The study presents available CML data from the non-winter seasons between 2014 and 2016 in the Prague area (35 km × 35 km). In addition to CML data, gauge-adjusted radar data, rain gauge data and other easily accessible environmental data are used. The data resolution for rainfall estimation analysis is 15 min. As the raw 5 min weather radar sampling suffers from significant bias, even when adjusted by municipal rain gauges, the data were aggregated to 15 min, thus balancing a sufficient size of the dataset with bias reduction (see Sect. 5.3.2 Accuracy of reference rainfall in Discussion). The data resolution for wet-dry classification analysis is 1 min thus preserving the resolution of the CML data. Lists of all variables for the rainfall estimation analysis and the wet-dry classification analysis can be found in Tables 1 and 2, respectively.

4.1 Target data

Target data (the first lines in Tables 1 and 2) in this study are:

  • For the rainfall intensity analysis: rainfall intensities from gauge-adjusted weather radar averaged along a CML path.

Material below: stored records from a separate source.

PR #1629, opened 2019-07-22
terminal/command: add support for next [count]

jeremyfaller:
Add support for an optional [count] to the next command -- similar to gdb.

This fixes no outstanding issue, it just makes life a little easier for people familiar with gdb.

### DIFF
--- a/pkg/terminal/command.go
+++ b/pkg/terminal/command.go
@@ -138,7 +138,12 @@ the arguments.  With -noargs, the process starts with an empty commandline.
 		{aliases: []string{"continue", "c"}, cmdFn: c.cont, helpMsg: "Run until breakpoint or program termination."},
 		{aliases: []string{"step", "s"}, cmdFn: c.step, helpMsg: "Single step through program."},
 		{aliases: []string{"step-instruction", "si"}, allowedPrefixes: revPrefix, cmdFn: c.stepInstruction, helpMsg: "Single step a single cpu instruction."},
-		{aliases: []string{"next", "n"}, cmdFn: c.next, helpMsg: "Step over to next source line."},
+		{aliases: []string{"next", "n"}, cmdFn: c.next, helpMsg: `Step over to next source line.
+
+	 next [count]
+
+Optional [count] argument alloes you to skip multiple lines.
+`},
 		{aliases: []string{"stepout"}, cmdFn: c.stepout, helpMsg: "Step out of the current function."},
 		{aliases: []string{"call"}, cmdFn: c.call, helpMsg: `Resumes process, injecting a function call (EXPERIMENTAL!!!)
 	
@@ -864,6 +869,17 @@ func parseArgs(args string) ([]string, error) {
 	return v[0], nil
 }
 
+// parseOptionalCount parses an optional count argument.
+func parseOptionalCount(arg string, unspecifiedValue int64) (val int64, err error) {
+	if len(arg) == 0 {
+		return unspecifiedValue, nil
+	}
+	if val, err = strconv.ParseInt(arg, 0, 64); err != nil {
+		return unspecifiedValue, err
+	}
+	return val, err
+}
+
 func restart(t *Term, ctx callContext, args string) error {
 	v, err := parseArgs(args)
 	if err != nil {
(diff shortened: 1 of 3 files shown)


pkg/terminal/command.go
```diff
@@ -864,6 +869,17 @@ func parseArgs(args string) ([]string, error) {
 	return v[0], nil
 }
 
+// parseOptionalCount parses an optional count argument.
+func parseOptionalCount(arg string, unspecifiedValue int64) (val int64, err error) {
```
aarzilli: unspecifiedValue is always 1, there's no reason to abstract it.

pkg/terminal/command.go
```diff
@@ -864,6 +869,17 @@ func parseArgs(args string) ([]string, error) {
...
+	if len(arg) == 0 {
+		return unspecifiedValue, nil
+	}
+	if val, err = strconv.ParseInt(arg, 0, 64); err != nil {
```
aarzilli: You can just `return strconv.ParseInt`, the value return parameter is ignored anyway if err is set.

pkg/terminal/command.go
```diff
@@ -1032,13 +1048,27 @@ func (c *Commands) next(t *Term, ctx callContext, args string) error {
...
-	if err != nil {
-		printcontextNoState(t)
+	var count int64
+	var err error
+	if count, err = parseOptionalCount(args, 1); err != nil {
 		return err
 	}
-	printcontext(t, state)
-	return continueUntilCompleteNext(t, state, "next")
+	if count != 0 {
```
aarzilli: I think it would be better to just return early `if count <= 0`

pkg/terminal/command.go
```diff
@@ -1032,13 +1048,27 @@ func (c *Commands) next(t *Term, ctx callContext, args string) error {
...
+		var state *api.DebuggerState
+		for ; count != 0; count-- {
+			state, err = exitedToError(t.client.Next())
+			if err != nil {
+				break
```
aarzilli: just call `printcontextNoState` and return here instead of breaking.

aarzilli:
I think that continueUntilCompleteNext needs to be called every iteration and it needs to be changed so that, if the user chooses to cancel the operation, the code in `next` will exit the `count` loop early.

pkg/terminal/command.go
jeremyfaller: OK!

pkg/terminal/command.go
jeremyfaller: OK!

pkg/terminal/command.go
jeremyfaller: you got it!

pkg/terminal/command.go
jeremyfaller: ok!

jeremyfaller:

  • For the wet-dry classification analysis: a flagged time series of total loss classifying for one CML wet and dry time steps.

4.1.1 Adjusted radar data – rainfall intensity analysis

Raw radar images are composites of two dual-polarized weather radars from the CZRAD network operated by the Czech Hydrometeorological institute. Reflectivity from 2 km above sea level (CAPPI 2 km) is in a resolution of 1 km × 1 km and 5 min. From the raw rainfall images an area of 35 km × 35 km over Prague is selected.

The raw data are aggregated into a 15 min resolution and the multiplicative bias correction is applied by the wradlib package (Heistermann et al.2013) using 23 municipal rain gauge stations. Further information about rain gauges used for the adjustment is found in Sect. 4.2.3 Rain gauge data.

4.1.2 Detection of wet and dry timesteps – wet-dry classification analysis

The analysis is performed on a selected CML (25.56 GHz, 2480 m long) from the Prague CML network, specifically a link from group 1a in Špačková et al. (2023). The target wet-dry classifier is constructed in two steps. First, rainfall intensities from a tipping bucket rain gauge located approximately 3 km from the CML path (Fig. 1) are used to identify wet and dry periods at a coarser scale, where errors due to rain-gauge quantization, distance to the CML and limited catch area are less pronounced. Second, this coarse wet-dry classifier is refined to a 1 min resolution by visually inspecting total loss to determine the precise onset and end of rainfall events, taking advantage of the typically strong correlation between attenuation and rain rate (e.g., Graf et al.2020). Fine manual identification also helps to capture WAA patterns for accurately distinguishing periods of wet antenna from actual rainfall effects. In total, 97 % of the timesteps are classified as dry and 3 % of the timesteps as wet.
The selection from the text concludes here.